- PROMPT
Give the listing again, word for word.

- PROVIDED DATA
PR #1320, opened 2023-08-08
feat: localize snap confinement and add shield icon

d-loose:
UDENG-1048

### DIFF
--- a/lib/src/detail/detail_page.dart
+++ b/lib/src/detail/detail_page.dart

- SOLVED PROBLEM
PR #1320, opened 2023-08-08
feat: localize snap confinement and add shield icon

d-loose:
UDENG-1048

### DIFF
--- a/lib/src/detail/detail_page.dart
+++ b/lib/src/detail/detail_page.dart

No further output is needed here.